Who said there was no such thing as heaven on earth?? hehehehe It's called Bathurst! :wink: 

Love the piccies JBM


----------



## Hickson (Apr 17, 2005)

johnbowemonie said:


> sitting next to the camp fire



Next to the campfire? 

Based on your past experiences, Simone, you should remain at least 10 feet from any naked flame!!!!!!! :lol: :lol: :lol: :lol: :lol: 



Hix


----------



## dpeica (Apr 17, 2005)

There's a decent herping spot near the bottom of the mount..


----------



## salebrosus (Apr 17, 2005)

Ha ha ha Hix, This year i think i might bring a portable shower-----last year i was all lathered up when the only remaining shower (which was the one i was using) fell back inside the wall and i had to try and wash off all the soap with my butt up against the wall catching the minimal dribble of water that was coming out of the busted tiles.

The year before i had a mate sitting there on his toilet when someone with a snese of humour rolled a bunger underneath him. It blew up leaving him stunned and bits of his beanie singed. It was the funniest thing seeing him stumble back to the campsite.

I promise Hix not to get too close to the campfire this year and i will enforce the use of non treated wood to be used on the campfire.

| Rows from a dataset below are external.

PR #3777, opened 2024-06-20
deps: upgrade opentelemetry-operator Chart to 0.56.1

swiatekm-sumo:
This is the last version before changes to CRD handling that will require changes on our end as well.

### Checklist

### DIFF
--- a/deploy/helm/sumologic/values.yaml
+++ b/deploy/helm/sumologic/values.yaml
@@ -2464,8 +2464,7 @@ opentelemetry-operator:
 
   ## Specific for OpenTelemetry Operator chart values
   admissionWebhooks:
-    failurePolicy: Fail
-    enabled: true
+    create: true
 
     ## skip admission webhook on our own OpenTelemetryCollector object to avoid having to wait for operator to start
     objectSelector:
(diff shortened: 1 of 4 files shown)


sumo-drosiek (approved):

deploy/helm/sumologic/values.yaml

HUGSTA- JOHNBOWE WILL WIN HIS THIRD BATHURST THIS YEAR!!!!!!!!!!! I've had a gutful of seeing bloody Holden win the last 5. JB and Brad Jones will conquer the mountain. And wont this bird rock the township when we win it. Yeehah!!!!! 
Pukekohe will mean stuff all after Bathurst. Bring on Eastern Creek. What can i say, i love my V8 Supercars as much as my reptiles.

Simone.


----------



## ether (Apr 17, 2005)

Mmmmmmmmmmmmmmmmm


----------



## salebrosus (Apr 17, 2005)

*Just for you Ether*

TAKE NOTICE OF THE BIG NUMBER 1 ON THE CAR. 
Enough said.
GO FORD!!!!!!!!!!!!!!!!!!!!!!!!!!!!!!!!!!!!!!!!!!!!!!!!!!!!!!!!!!!!

Simone


----------



## BROWNS (Apr 17, 2005)

*RE: Just for you Ether*

What's that piece of junk ether....hehehe looks like something my granny would drive :wink: FORDS RULE!!!!!!!!!


----------



## Rossagon (Apr 18, 2005)

--------------------------------------------------------------------------------

Browns said "What's that piece of junk ether....hehehe looks like something my granny would drive FORDS RULE!!!!!!!!!" 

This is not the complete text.